[Stored data entries]
################

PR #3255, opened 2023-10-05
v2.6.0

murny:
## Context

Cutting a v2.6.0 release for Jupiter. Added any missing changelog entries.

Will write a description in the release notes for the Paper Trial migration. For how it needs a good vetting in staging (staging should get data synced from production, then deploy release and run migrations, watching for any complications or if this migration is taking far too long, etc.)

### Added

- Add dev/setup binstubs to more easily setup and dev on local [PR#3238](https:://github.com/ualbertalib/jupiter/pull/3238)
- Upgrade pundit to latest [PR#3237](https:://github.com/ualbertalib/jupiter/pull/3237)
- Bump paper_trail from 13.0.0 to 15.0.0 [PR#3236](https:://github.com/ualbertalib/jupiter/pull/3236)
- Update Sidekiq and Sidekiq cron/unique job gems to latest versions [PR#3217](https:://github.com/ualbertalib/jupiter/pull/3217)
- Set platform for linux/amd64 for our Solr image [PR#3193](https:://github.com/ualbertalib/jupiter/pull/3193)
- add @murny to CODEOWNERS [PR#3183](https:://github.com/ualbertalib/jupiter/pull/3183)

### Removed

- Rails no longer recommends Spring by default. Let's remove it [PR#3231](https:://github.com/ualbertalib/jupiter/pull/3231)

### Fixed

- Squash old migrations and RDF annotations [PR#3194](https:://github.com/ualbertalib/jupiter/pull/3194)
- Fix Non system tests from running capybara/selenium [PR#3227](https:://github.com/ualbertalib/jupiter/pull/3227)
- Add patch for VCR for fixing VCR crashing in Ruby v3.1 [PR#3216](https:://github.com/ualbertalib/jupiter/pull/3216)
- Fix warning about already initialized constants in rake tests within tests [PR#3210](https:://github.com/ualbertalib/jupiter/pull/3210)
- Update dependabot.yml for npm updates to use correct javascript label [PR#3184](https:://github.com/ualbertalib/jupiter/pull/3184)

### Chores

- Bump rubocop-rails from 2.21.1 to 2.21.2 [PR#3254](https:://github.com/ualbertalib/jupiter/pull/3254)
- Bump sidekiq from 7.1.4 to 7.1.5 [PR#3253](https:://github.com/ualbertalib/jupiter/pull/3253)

################

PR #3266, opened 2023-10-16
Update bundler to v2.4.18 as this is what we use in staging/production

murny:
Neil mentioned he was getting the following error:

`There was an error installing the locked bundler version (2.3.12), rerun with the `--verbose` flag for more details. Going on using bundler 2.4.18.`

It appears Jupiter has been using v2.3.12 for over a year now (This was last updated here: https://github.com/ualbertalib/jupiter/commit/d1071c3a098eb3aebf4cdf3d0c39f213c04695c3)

################

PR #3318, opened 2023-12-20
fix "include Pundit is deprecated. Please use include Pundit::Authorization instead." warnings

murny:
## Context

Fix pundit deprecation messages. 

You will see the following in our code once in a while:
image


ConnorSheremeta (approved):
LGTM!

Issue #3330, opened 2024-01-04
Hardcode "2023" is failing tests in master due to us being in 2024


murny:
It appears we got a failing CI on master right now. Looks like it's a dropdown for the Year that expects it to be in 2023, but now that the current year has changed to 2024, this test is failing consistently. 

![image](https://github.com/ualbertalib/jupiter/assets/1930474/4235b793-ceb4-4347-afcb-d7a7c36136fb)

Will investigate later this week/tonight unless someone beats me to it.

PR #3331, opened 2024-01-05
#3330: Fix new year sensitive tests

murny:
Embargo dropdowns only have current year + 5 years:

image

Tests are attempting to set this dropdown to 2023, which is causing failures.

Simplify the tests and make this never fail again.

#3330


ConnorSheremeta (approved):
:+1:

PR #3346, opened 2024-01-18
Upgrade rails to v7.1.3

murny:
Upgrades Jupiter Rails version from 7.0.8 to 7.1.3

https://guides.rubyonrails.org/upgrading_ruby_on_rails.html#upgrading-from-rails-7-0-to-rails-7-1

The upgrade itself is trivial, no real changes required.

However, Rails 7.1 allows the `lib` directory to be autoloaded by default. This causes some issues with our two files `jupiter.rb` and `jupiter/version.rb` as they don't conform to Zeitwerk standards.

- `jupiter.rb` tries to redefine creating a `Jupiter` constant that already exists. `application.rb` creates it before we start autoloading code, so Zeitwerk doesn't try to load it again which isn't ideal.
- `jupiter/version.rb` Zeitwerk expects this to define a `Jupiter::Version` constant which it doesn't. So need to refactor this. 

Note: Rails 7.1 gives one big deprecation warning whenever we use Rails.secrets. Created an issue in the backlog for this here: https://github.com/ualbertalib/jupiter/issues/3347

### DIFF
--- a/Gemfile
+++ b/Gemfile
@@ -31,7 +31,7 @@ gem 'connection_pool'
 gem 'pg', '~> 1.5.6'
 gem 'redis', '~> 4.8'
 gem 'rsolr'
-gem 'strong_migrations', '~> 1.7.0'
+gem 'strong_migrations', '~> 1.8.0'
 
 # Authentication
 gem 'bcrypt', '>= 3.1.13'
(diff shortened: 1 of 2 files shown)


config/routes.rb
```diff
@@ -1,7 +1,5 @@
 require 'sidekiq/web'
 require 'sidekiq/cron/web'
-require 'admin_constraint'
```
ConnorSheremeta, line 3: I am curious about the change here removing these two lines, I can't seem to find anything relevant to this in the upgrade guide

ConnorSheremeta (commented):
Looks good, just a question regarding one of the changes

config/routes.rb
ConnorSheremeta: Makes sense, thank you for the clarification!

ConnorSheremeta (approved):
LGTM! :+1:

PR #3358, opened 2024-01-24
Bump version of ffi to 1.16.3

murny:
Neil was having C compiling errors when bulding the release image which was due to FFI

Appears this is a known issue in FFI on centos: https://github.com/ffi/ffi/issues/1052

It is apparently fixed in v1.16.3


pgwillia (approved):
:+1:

################

ABOUT THIS TASK: Among the entries above, copy exactly only the lines starting with the one containing "- Upgrade pundit" and going through the one containing "- Squash old", both ends included.

RESULT FOR THIS TASK:
- Upgrade pundit to latest [PR#3237](https:://github.com/ualbertalib/jupiter/pull/3237)
- Bump paper_trail from 13.0.0 to 15.0.0 [PR#3236](https:://github.com/ualbertalib/jupiter/pull/3236)
- Update Sidekiq and Sidekiq cron/unique job gems to latest versions [PR#3217](https:://github.com/ualbertalib/jupiter/pull/3217)
- Set platform for linux/amd64 for our Solr image [PR#3193](https:://github.com/ualbertalib/jupiter/pull/3193)
- add @murny to CODEOWNERS [PR#3183](https:://github.com/ualbertalib/jupiter/pull/3183)

### Removed

- Rails no longer recommends Spring by default. Let's remove it [PR#3231](https:://github.com/ualbertalib/jupiter/pull/3231)

### Fixed

- Squash old migrations and RDF annotations [PR#3194](https:://github.com/ualbertalib/jupiter/pull/3194)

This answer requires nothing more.